De tous les penseurs russes que les bolcheviques chassèrent d’URSS au début des années 1920, Léon Chestov (1866-1938), dont on a récemment réédité Athène et Jérusalem (Le Bruit du temps, 2011), est sans doute, avec Nicolas Berdiaev, le plus connu en France. À la différence de ce dernier, il fut en outre d’emblée bien traduit en français (par Boris de Schloezer), ce qui contribua bien sûr à le faire apprécier chez nous, et il marqua profondément un Benjamin Fondane, un Albert Camus, un Émile Cioran, un Yves Bonnefoy (voir l’essai de celui-ci, intitulé « L’Obstination de Chestov », p. 533-544).

À travers tous ses livres, la voix de Chestov résonne comme celle d’un grand-prêtre tonnant obstinément contre la profanation des vases sacrés du temple. Page après page, il se veut « malleus Dei », « marteau du Seigneur » qui, à temps et à contre-temps, réveille les cervelles et les cœurs pour les rappeler à la transcendance absolue du Dieu ineffable. Le Dieu de Chestov n’est pas le Dieu des philosophes mais, comme pour Pascal, c’est « le Dieu d’Abraham, Isaac et Jacob », c’est le Dieu du Luther de « sola fide », du Kierkegaard de Crainte et tremblement (Chestov ne lut Kierkegaard qu’à la fin de sa vie et se reconnut d’emblée dans ce penseur qui mettait à la base de l’interrogation philosophique non l’étonnement, comme chez les Anciens, mais le désespoir ; voir son ouvrage Kierkegaard et la pensée existentielle. Vox clamantis in deserto, Vrin, 2006), du Dostoïevski des Notes du souterrain, c’est le Dieu dont Nietzsche déplore la mort dans Zarathoustra. Il lui oppose, comme étant une idole indigne, le Dieu des Stoïques, le Dieu de Socrate, d’Aristote, de Leibniz, de Spinoza, de Hegel et de Thomas d’Aquin, ce Dieu mutilé par les limitations qu’imposent le sens commun, le respect de la nécessité et la raison, et c’est avec une audace de pensée et d’expression que rien n’arrête que Chestov s’élève contre toute pensée qui diminue la transcendance absolue du Dieu en qui il veut croire. Le péché originel est « le savoir que ce qui est, est nécessairement ». Et Chestov pose magnifiquement la question : « D’où vient cette assurance inébranlable que seul le savoir apporte à l’homme la vérité ? » (p. 187).

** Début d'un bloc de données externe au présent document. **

PR #153, opened 2023-08-10
Add receive_color_scheme_changed_with_init

d2weber:
Follow up of #152 
Only works if rebased

### DIFF
--- a/src/desktop/settings.rs
+++ b/src/desktop/settings.rs
@@ -30,7 +30,7 @@
 use std::future::ready;
 use std::{collections::HashMap, convert::TryFrom, fmt::Debug};
 
-use futures_util::{stream::once, Stream, StreamExt};
+use futures_util::{Stream, StreamExt};
 use serde::{Deserialize, Serialize};
 use zbus::zvariant::{OwnedValue, Type, Value};
 
@@ -188,31 +188,17 @@ impl<'a> Settings<'a> {
     }
 
     /// Listen to changes of the system's preferred color scheme
-    ///
-    /// The stream will also initially yield the current color scheme preference and filter out
-    /// duplicates.
-    pub async fn receive_color_scheme_changed_with_init(
+    pub async fn receive_color_scheme_changed(
         &self,
     ) -> Result<impl Stream<Item = ColorScheme>, Error> {
-        let mut current = self.color_scheme().await?;
-        Ok(once(ready(current)).chain(
-            self.0
-                .signal_with_args::<Setting>(
-                    "SettingChanged",
-                    &[(0, APPEARANCE_NAMESPACE), (1, COLOR_SCHEME_KEY)],
-                )
-                .await?
-                .filter_map(move |p| {
-                    ready(ColorScheme::try_from(p).ok().and_then(|p| {
-                        if p == current {
-                            None
-                        } else {
-                            current = p;
-                            Some(p)
-                        }
-                    }))
-                }),
-        ))
+        Ok(self
+            .0
+            .signal_with_args::<Setting>(
+                "SettingChanged",
+                &[(0, APPEARANCE_NAMESPACE), (1, COLOR_SCHEME_KEY)],
+            )
+            .await?
+            .filter_map(|x| ready(ColorScheme::try_from(x).ok())))
     }
 
     /// Signal emitted when a setting changes.
--- a/src/desktop/settings.rs
+++ b/src/desktop/settings.rs
@@ -187,6 +187,34 @@ impl<'a> Settings<'a> {
             .await
     }
 
+    /// Listen to changes of the system's preferred color scheme
+    ///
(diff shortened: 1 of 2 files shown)


d2weber:
TODO: Revert 'Remove unused' once #152 is merged

bilelmoussaoui:
Needs a rebase

src/desktop/settings.rs
```diff
@@ -186,6 +187,34 @@ impl<'a> Settings<'a> {
             .await
     }
 
+    /// Listen to changes of the system's preferred color scheme
+    ///
+    /// The stream will also initially yield the current color scheme preference and filter out
+    /// duplicates.
+    pub async fn receive_color_scheme_changed_with_init(
```
bilelmoussaoui, line 194: So two questions here:

- What is really the use case of yielding the current color scheme?

- What does filtering out the duplicates mean? how can the signal be emitted if the setting didn't change, it should not. If it happens, it is a backend issue and should not be worked around from a frontend library.

src/proxy.rs
```diff
@@ -157,6 +157,31 @@ impl<'a> Proxy<'a> {
             .map_err(From::from)
     }
 
+    pub(crate) async fn signal_with_args<I>(
+        &self,
+        name: &'static str,
+        args: &[(u8, &str)],
```
bilelmoussaoui, line 163: can't the args also be `[(u8, &'static str)]`?

src/desktop/settings.rs
d2weber: > What is really the use case of yielding the current color scheme?

The way I would use it in my cli application is waiting for a changed color-scheme and perform an action when it changes. Not sure how it would be used in a bigger (gui) application.


> What does filtering out the duplicates mean? how can the signal be emitted if the setting didn't change, it should not. If it happens, it is a backend issue and should not be worked around from a frontend library.

That's a good question. I just experienced that on my machine the signal always gets emitted twice. A google search wasn't helpful. But probably you're right and we shouldn't handle this issue here.

src/proxy.rs
d2weber: I don't understand what you mean, I don't think it's possible because array wouldn't have a known size at compile time. The dbus function `receive_signal_with_args` also takes a slice `&[(u8, &str)]`. I don't think it makes sense to make this function generic over different arraysizes.

src/desktop/settings.rs
bilelmoussaoui: Which xdg-desktop-portal you have installed? Also could you use something like Bustle, record the dbus traffic and share the pcap file here so we can investigate which part of the stack is not behaving as expected?

Regarding the cli app you are working on, I think the best would be to have a closure and call it on the initial state as well as when the state changes. That would be much cleaner then the current API suggestion.

src/proxy.rs
bilelmoussaoui: Never mind, I should have enough coffee when reviewing stuff next time

src/desktop/settings.rs
d2weber: > Which xdg-desktop-portal you have installed? Also could you use something like Bustle, record the dbus traffic and share the pcap file here so we can investigate which part of the stack is not behaving as expected?

Thank you, that you want to investigate this case. I'm using Ubuntu 22.04 but I'm not sure which backend is used. Both gnome.portal  gtk.portal support the "Settings" portal and are `UseIn=gnome`, `$XDG_SESSION_DESKTOP` is `ubuntu`. So I guess it would be (because it comes first in the alphabet) gnome.portal? Here the [pcap]([2023-08-11 15:27:03.zip](https://github.com/bilelmoussaoui/ashpd/files/12321956/2023-08-11.15.27.03.zip)

> Regarding the cli app you are working on, I think the best would be to have a closure and call it on the initial state as well as when the state changes. That would be much cleaner then the current API suggestion.

Yes that's definitely doable.

d2weber: Looking at the pcap it could be that both gtk and gnome are active, which might be the root cause. But I don't know how I could have misconfigured my system. Maybe because I installed additional desktop environments? It's also not crucial to fix this on my machine..

bilelmoussaoui: > Looking at the pcap it could be that both gtk and gnome are active, which might be the root cause. But I don't know how I could have misconfigured my system. Maybe because I installed additional desktop environments? It's also not crucial to fix this on my machine..

You can have multiple backends, each of them providing only a subset of the portals. It is normal to have both gtk & gnome ones.

bilelmoussaoui:
Thanks a lot for your patches! I will do a new 0.6 release soonish with your changes

d2weber:
Thank you for your help!

bilelmoussaoui:
There is now a 0.6 release with your fixes

d2weber:
Great! Thank you 👍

Sans doute peut-on voir dans cette inlassable ardeur à lutter contre toute présomption d’école – Chestov n’a pas de mots assez durs pour repousser le « Non ridere, non lugere, neque detestari, sed intelligere » (« Ne pas rire, ne pas pleurer, ne pas haïr, mais comprendre ») que Spinoza conseille aux philosophes – un reflet du « décalage » propre à la Russie, pays chrétien qui ne connut pas la grande scolastique médiévale et qui n’eut des facultés de philosophie sur son sol que fort tard dans son histoire. Chestov tourne ce décalage national en avantage et, quoique lui-même fort instruit, son ton n’est à aucun moment celui d’un héritier de siècles d’école. On pourrait aussi entendre là un écho d’une tradition particulièrement chère à l’Orient chrétien, celle de l’apophatisme, selon laquelle Dieu est au-delà de toute formulation positive et de toute « raison ». Fort de la tradition dont il se réclame, Chestov ose davantage que quiconque. C’est sans doute là une des causes de sa puissance d’expression et de l’étonnante fascination qu’exercent ses écrits.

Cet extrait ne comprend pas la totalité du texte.